The Shared Nature of Suffering

Letters to Malcolm addresses fear, anxiety, and unanswered prayer as experiences woven into Christian life rather than signs of spiritual collapse. He turns to Christ’s anguish in the Garden of Gethsemane to show how doubt and dread can become forms of obedience. Through the Passion narrative (the episodes in Christ’s journey of his greatest suffering, during which his sacrifice for humanity was most evident), Lewis presents intense personal suffering as the path that humanity walks and as the path that God chose to enter. This reading shifts moments of private crisis away from isolation and toward communion with Christ and everyone who suffers.


Lewis finds the key to this idea in Christ’s prayer at Gethsemane. He argues that Jesus could only have prayed that the “cup might pass” (57) if He did not know with certainty that it would not. Lewis writes that Christ’s divine foreknowledge was held back for that moment, which brought on “the torments of hope—of suspense, anxiety” (57). Jesus needed to face this uncertainty, since a predictable world does not reflect human life. Lewis emphasizes that anxiety is an affliction rather than a moral failure. He writes that these experiences are “afflictions, not sins” (56) and that they mark one’s “share in the Passion of Christ” (56) when one accepts them as such.

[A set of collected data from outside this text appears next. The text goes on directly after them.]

PR #376, opened 2026-09-04
feat(mcp): Allow referencing ENV variables in mcp config 

### LINKED ISSUE #360: feature: Prevent MCP Authorization Keys from being shown in plain text
Today I added context7 to my configuration. This mcp requires an api key.
The only way (that I could find) to configure the api key was to input it as plain text into the mcp config.

Idea:
Either:
* add the possibility to expand environment variables in the mcp config. 
* Or add hashicorp vault support, and support expansion of vault paths/keys in the mcp config. 

Any of these two would suffice as a first step.

Postremus:
### What was done and why?

Headers and authorization tokens of mcp servers can now be referenced from ENV variables.
Syntax is ${env:NAME_OF_MY_ENV}. The parser for this syntax can later easily be extended for other secret source types (e.g. vault).
This is guarded by a whitelist, in which env variables need to be named before they can be referenced.
Also a blacklist is present, preventing access to application secrets (like e.g. database password)
Secret references can be escaped, in case the reference need to be ever added in plain text: $${env:NAME_OF_MY_ENV} would result in plain text ${env:NAME_OF_MY_ENV}.

I deliberatly left out:
* showing any kind of validation message in the mcp ui when an unresolvable secret reference is used.
* or supporting dynamic reload of secret values. For example when an env var changes.

These parts can easily be done in follow up prs.

### AI Usage
I designed and implemented the `org.remus.giteabot.secret` package, and the first few tests for the SecretTemplateParser, by hand. (Since that is the fun part).
Opus integrated this work with the mcp config, let him write tests and the doc.
I manually tested the changes by hand to make sure the secret references are actually resolved.
I then did a few review rounds with opus, and let him split up the work into seperate commits.

closes #360


max-california (dismissed):
## 🤖 Agentic Code Review

Summary: the feature is well-scoped and the late resolution approach is sensible, but I found one behavioral regression in how unresolved references are handled. The new code can silently send placeholder strings like `${env:...}` as live credentials/headers, which is risky and differs from the “unresolvable secret reference” caveat in the PR description.

## BLOCKER

1. **Unresolved secret references are still sent over the wire as credential/header values**
   - **Files:** `src/main/java/org/remus/giteabot/secret/SecretTemplate.java`, `src/main/java/org/remus/giteabot/mcp/McpOrchestrationService.java`
   - **Why it matters:** `SecretTemplate.expose()` currently falls back to `sr.raw()` both when the source type is unknown and when the key cannot be resolved. `McpOrchestrationService.applyHeaders()` then unconditionally uses that returned value for request headers and authorization. This means a config like `"authorization_token": "${env:MISSING}"` becomes `Authorization: Bearer ${env:MISSING}` on outbound requests.
   - **Risk:** This is easy to misconfigure in production and hard to spot. It can cause confusing auth failures, leak internal placeholder syntax to third-party MCP servers, and makes “unresolvable secret reference” indistinguishable from intentional literal text.
   - **Suggested fix:** Treat unresolved references as resolution failures at request-build time instead of substituting the raw template. A few acceptable options:
     - make `SecretTemplate.expose()` throw `KeyResolveException` for unresolved `SecretReference` segments;
     - or add a stricter method used by MCP auth/header paths, e.g. `exposeOrThrow()`;
     - or have `applyHeaders()` detect whether a template still contains unresolved references and skip/fail the request with a clear diagnostic.
   - The current test `applyHeaders_sendsRawReferenceWhenSecretCannotBeResolved` codifies the problematic behavior and should be changed accordingly.

## LOW

1. **The parser only accepts lowercase secret source types, which may be stricter than needed**
   - **File:** `src/main/java/org/remus/giteabot/secret/SecretTemplateParser.java`
   - `(?<type>[a-z]+)` rejects `${ENV:KEY}` and any future source names containing digits/underscores. That may be intentional, but it’s a fairly narrow syntax contract for something described as extensible.
   - If this is deliberate, consider documenting the restriction clearly in `doc/SECRET_REFERENCES.md`; otherwise loosen the pattern now before users depend on it.

---

src/main/java/org/remus/giteabot/mcp/McpConfigurationParser.java
```diff
@@ -14,6 +16,12 @@ public class McpConfigurationParser {
 
     private final ObjectMapper objectMapper = new ObjectMapper();
 
+    private final SecretTemplateParser secretTemplateParser;
+
+    public McpConfigurationParser(SecretTemplateParser secretTemplateParser) {
```
tmseidel: Could you use Lombok for the constructor? - And add a Service annotation to get this wired automatically

src/main/java/org/remus/giteabot/mcp/McpOrchestrationService.java
```diff
@@ -47,12 +48,18 @@ public class McpOrchestrationService {
...
 
-    private final McpConfigurationParser configurationParser = new McpConfigurationParser();
-    private final McpServerDiscovery serverDiscovery = new McpServerDiscovery(configurationParser);
     private final ObjectMapper objectMapper = new ObjectMapper();
     private final Map<CacheKey, McpToolCatalog> toolCache = new ConcurrentHashMap<>();
+    private final McpConfigurationParser configurationParser;
+    private final McpServerDiscovery serverDiscovery;
     private final EncryptionService encryptionService;
 
+    public McpOrchestrationService(EncryptionService encryptionService, SecretTemplateParser secretTemplateParser) {
```
tmseidel: Could you use here Lombok as well, for that you also have to springify org.remus.giteabot.mcp.McpServerDiscovery and Lombok (I must have missed that in the past :( )

src/main/java/org/remus/giteabot/secret/SecretTemplate.java
```diff
@@ -0,0 +1,48 @@
...
+
+    public String expose() {
+        return segments.stream().map(segment -> {
+            switch (segment) {
+                case Segment.SecretReference sr -> {
+                    Optional<SecretSource> optionalSecretSource = secretSourceRegistry.retrieve(sr.type());
+
+                    if (optionalSecretSource.isEmpty()) {
+                        log.error("Could not find secret source for {}", sr.raw());
+                        return sr.raw();
```
tmseidel, line 27: LGTM for the first step, with the error log entry debugging should be easy. 👍

tmseidel (changes requested):
Just the springification and the Lomboks  - The rest looks really great and well structured.

src/main/java/org/remus/giteabot/mcp/McpOrchestrationService.java
Postremus: done

src/main/java/org/remus/giteabot/mcp/McpConfigurationParser.java
Postremus: done, although I decided to use @Component since the MCPOrchestrationService is the entry point of this package and this parser class is just a helper.

tmseidel (approved):
Nice...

This approach lets the sufferer see anguish as a point of connection with Christ’s own human experience. His example at Gethsemane shows believers the value of releasing their deepest desires and fears to God without pretense. Lewis emphasizes that the frank admission of suffering and the desire to escape it do not negate the prayer’s petitionary character. God is all-knowing, so honest expressions of suffering are preferable to veiled expressions of resignation.


Lewis then reads the entire Passion as a pattern for moments of human crisis and desertion. When Jesus reaches His final trial, every source of support drops away. He looks first to His friends, who are asleep. He then faces the church that He founded, and it condemns Him. The state offers a chance for justice, yet political convenience prevails. The people whom He healed and taught turn into a “murderous rabble shouting for His blood” (59). This sequence ends in the cry of abandonment from the cross: “Why hast thou forsaken me?” (59). Lewis sees this chain of losses as the human condition “writ large.” Each support fails, and each exit closes. Christ’s entry into this complete desertion by His followers gives shape and meaning to the experience of being forsaken. Lewis places the meeting point between the believer and the Master inside that shared darkness rather than on any easy path.